For every story of problems you can tell about a domestic, I can tell you a success. Like my father's 1977 Chevy truck, daily driver, with 372,000 miles on it. Or his 2000 olds intrigue with 260,000+. Like was said earlier, we can do this all day  As I stated earlier, drive whatever you like  You have your reasons I have mine. Neither of us is gonna change the other. I respect yours, its not an issue or reason to debate. This all started because I was proud a young person was sticking up for domestics when the biggest majority of them want a Honda or other foreign car? Seriously?? Life is too short my friends 

I am sorry my view on this is not the majority. Well, actually I am not but I will apologize for cluttering up a thread about a freaking awesome G2G with some great friends with this stuff. I love all y'all 

One last comment, and this can be found in another thread in off topic: the ONLY car that EVER left me stranded needing a tow truck in my 36 years of owning/driving vehicles was a 1995 Honda Accord that broke a timing belt at 97,000 miles 

Back on topic for the J-man

When is the fall meet!!!!????? 

Sent from my DROID RAZR using Tapatalk 2


----------



## decibelle

I think I hit a nerve?

Well, if you want to get serious about it, consider the following!
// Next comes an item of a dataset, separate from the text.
PR #79, opened 2023-05-12
Update README

benzwreck:


adamw:
We need to make this checked by mdoc ;)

I don't *really* have much against import cars. I think they're doing better than domestics in the past few years. I don't like where GM/Chevy Ford and Dodge have been going since approx after 05/06 in general. For my next car I want a new Subie STI. It's hard to find much wrong with those cars. AWD, great power and handling, 6-spd, easily modifiable, reliable, lots of space, good mpg....

Back to domestics. Don't forget, I lived up north for 18 years. Guess what... buy a car that's suited for it or quit yer whinin. I dealt with front wheel drive cars going up a fully iced-over hill... not Chevy's fault it can't handle that weather. I dealt with having to jump my old car a dozen times in the subzero temperatures and scraping ice off the windshield. Park your car in the garage or get used to it. If anyone seriously won't buy a car up there because of that, you have some marketing skills to hone. 

What's your point with the two cupholders? Are you implying that isn't enough...?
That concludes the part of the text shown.